## What the task asks
Your answer is the lines below, exactly, from the one that contains "1. This PR mixes" through the one that contains "3. I've never", both included.

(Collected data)
- Opening Delimiter -
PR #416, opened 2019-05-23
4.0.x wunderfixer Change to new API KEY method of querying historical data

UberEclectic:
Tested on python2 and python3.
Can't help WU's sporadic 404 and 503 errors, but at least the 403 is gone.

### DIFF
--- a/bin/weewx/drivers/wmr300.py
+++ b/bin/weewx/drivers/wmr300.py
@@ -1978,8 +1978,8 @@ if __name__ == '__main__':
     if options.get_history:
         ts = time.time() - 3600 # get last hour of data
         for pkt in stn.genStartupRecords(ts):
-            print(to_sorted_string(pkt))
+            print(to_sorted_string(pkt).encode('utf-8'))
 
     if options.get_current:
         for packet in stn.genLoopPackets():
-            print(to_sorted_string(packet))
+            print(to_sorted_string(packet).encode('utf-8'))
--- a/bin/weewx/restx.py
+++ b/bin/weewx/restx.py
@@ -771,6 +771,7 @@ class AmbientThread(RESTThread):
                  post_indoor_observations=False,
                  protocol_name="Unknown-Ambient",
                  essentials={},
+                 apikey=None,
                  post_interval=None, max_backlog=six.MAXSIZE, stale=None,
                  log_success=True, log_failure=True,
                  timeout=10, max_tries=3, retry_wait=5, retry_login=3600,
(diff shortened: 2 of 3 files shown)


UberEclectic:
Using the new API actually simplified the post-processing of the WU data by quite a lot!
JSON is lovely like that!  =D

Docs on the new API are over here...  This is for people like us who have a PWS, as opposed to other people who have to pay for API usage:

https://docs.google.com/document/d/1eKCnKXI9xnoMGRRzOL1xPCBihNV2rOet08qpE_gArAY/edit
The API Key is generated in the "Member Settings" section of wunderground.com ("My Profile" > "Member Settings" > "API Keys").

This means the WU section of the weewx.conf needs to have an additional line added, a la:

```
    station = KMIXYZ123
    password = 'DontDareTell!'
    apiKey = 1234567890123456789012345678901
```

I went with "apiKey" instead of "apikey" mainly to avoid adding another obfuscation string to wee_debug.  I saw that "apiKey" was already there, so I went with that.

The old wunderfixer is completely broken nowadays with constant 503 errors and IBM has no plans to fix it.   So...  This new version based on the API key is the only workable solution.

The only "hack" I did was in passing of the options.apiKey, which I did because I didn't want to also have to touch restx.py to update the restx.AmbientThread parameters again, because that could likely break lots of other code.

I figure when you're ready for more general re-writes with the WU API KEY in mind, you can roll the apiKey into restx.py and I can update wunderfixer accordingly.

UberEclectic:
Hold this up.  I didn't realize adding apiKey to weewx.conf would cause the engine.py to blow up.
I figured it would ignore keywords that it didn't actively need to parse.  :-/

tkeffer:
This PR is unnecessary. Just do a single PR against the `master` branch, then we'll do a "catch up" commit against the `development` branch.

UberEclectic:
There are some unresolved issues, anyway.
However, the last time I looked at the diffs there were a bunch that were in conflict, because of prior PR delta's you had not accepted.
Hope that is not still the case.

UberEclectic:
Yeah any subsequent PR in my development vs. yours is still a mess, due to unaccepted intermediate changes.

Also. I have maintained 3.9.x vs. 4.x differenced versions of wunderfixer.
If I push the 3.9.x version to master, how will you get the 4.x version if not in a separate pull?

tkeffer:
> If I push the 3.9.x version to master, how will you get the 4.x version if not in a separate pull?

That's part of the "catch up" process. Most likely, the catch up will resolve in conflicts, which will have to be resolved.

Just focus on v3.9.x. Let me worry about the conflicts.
- Closing Delimiter -
- Opening Delimiter -
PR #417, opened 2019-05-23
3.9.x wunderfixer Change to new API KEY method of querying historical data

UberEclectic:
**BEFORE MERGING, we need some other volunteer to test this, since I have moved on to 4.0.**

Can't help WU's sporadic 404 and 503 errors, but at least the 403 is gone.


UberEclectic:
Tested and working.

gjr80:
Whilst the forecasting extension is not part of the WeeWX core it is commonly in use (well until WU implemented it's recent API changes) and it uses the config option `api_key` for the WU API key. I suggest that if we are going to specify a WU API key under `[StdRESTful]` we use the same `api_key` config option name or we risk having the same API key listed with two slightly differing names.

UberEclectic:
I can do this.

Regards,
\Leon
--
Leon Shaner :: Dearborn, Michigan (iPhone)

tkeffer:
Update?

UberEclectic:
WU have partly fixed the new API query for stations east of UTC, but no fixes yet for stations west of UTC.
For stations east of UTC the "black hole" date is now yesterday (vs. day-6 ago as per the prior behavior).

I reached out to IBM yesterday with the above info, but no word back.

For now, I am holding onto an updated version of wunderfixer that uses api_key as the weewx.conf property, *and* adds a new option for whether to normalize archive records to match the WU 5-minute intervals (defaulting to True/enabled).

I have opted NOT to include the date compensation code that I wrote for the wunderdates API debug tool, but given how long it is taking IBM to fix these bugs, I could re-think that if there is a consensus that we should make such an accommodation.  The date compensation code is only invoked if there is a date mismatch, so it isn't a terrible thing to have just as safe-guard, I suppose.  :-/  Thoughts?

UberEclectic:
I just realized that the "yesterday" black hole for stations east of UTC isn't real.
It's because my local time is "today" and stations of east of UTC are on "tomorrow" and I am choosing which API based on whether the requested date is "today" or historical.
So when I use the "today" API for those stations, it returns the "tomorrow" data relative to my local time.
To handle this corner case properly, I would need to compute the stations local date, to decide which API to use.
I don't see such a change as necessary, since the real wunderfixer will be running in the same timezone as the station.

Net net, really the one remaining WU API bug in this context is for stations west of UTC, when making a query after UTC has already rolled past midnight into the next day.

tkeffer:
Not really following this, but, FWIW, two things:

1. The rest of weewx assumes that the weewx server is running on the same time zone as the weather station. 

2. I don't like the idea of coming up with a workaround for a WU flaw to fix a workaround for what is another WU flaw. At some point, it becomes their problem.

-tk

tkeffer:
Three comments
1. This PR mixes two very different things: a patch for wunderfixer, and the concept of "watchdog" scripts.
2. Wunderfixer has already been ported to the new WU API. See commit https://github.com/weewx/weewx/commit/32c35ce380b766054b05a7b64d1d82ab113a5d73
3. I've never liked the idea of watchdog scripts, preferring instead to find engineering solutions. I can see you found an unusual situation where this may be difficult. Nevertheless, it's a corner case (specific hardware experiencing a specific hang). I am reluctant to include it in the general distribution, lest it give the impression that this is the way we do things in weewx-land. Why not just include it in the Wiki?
- Closing Delimiter -
## Exercise response
1. This PR mixes two very different things: a patch for wunderfixer, and the concept of "watchdog" scripts.
2. Wunderfixer has already been ported to the new WU API. See commit https://github.com/weewx/weewx/commit/32c35ce380b766054b05a7b64d1d82ab113a5d73
3. I've never liked the idea of watchdog scripts, preferring instead to find engineering solutions. I can see you found an unusual situation where this may be difficult. Nevertheless, it's a corner case (specific hardware experiencing a specific hang). I am reluctant to include it in the general distribution, lest it give the impression that this is the way we do things in weewx-land. Why not just include it in the Wiki?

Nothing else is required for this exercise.